I've picked my favorites, have you?


----------



## CAROLINA MOM (May 12, 2009)

Look at all those happy muddy goldens!


----------



## Ivyacres (Jun 3, 2011)

This is great, the votes are rolling in!


----------



## Ivyacres (Jun 3, 2011)

This poll will close on December 27th.


----------



## Ivyacres (Jun 3, 2011)

There is still time to vote before the poll closes on December 27th at 3:11pm.


----------



## Ivyacres (Jun 3, 2011)

Ivyacres said:


> There is still time to vote before the poll closes on December 27th at 3:11pm.
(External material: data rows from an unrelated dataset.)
PR #5346, opened 2025-12-17
fix: cancel correctly redirects for pup mcp-registries

ivyjeong13:
* correct goto route for /mcp-registries depending if user has admin access
* for both canceling on creating new registry or for create new registry during catalog entry creation

### DIFF
--- a/ui/user/src/lib/components/admin/AccessControlRuleForm.svelte
+++ b/ui/user/src/lib/components/admin/AccessControlRuleForm.svelte
@@ -437,8 +437,10 @@
 						onclick={() => {
 							if (redirect) {
 								goto(redirect);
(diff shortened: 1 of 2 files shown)


cjellick:
No issue for this one as i was lazy and just reported in slack - https://acorn-io.slack.com/archives/C07P0EZR917/p1765936415550669

WIll just use the pr for qa

shwetapsdet:
Tested on both main and local Docker environments.
Verified correct routing for /mcp-registries based on admin access during:

- Creating a new registry from catalog entry
- Canceling registry creation

All flows are working as expected.

https://www.loom.com/share/20f986839d6748528413a3fb5008647a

Take a minute out of your busy holiday weekend, relax while looking at awesome muddy golden picks then vote for your favorites.


----------



## 3goldens2keep (Feb 13, 2019)

Wow, Hudson is hard to beat! He is a true 'Mud Puppy'...


----------



## Ivyacres (Jun 3, 2011)

Bumping up


----------



## Ivyacres (Jun 3, 2011)

Ivyacres said:


> There is still time to vote before the poll closes on December 27th at 3:11pm.


The end time of this poll has changed....*This poll will close: Tomorrow at 10:11 AM. 
Don't forget to vote!*


----------



## Ivyacres (Jun 3, 2011)

Congratulations to *Hudson's Fan *for having the winning photo!


----------



## 3goldens2keep (Feb 13, 2019)

Hudson was hard to beat, when it comes to MUD! Congrats....well deserved win!


----------



## CAROLINA MOM (May 12, 2009)

Congrats Hudson's Fan!


----------



## Hudson's Fan (Dec 31, 2019)

Thank you ALL SO MUCH! She is so pretty even with mud packed on her face....and elsewhere! You made our Holiday Season a little more special with the FUN and recognition! Thanks again members....these beautiful animals/family members we all have bring so much JOY and FUN like this on this fine site help "tie a bow" on that for us all! 
With Love and Happiness,
HUDSON'S FAN.......


----------



## Deborus12 (Nov 5, 2017)

Congratulations Hudson's Fan. That picture is priceless 🤣


----------



## Deborus12 (Nov 5, 2017)

.


----------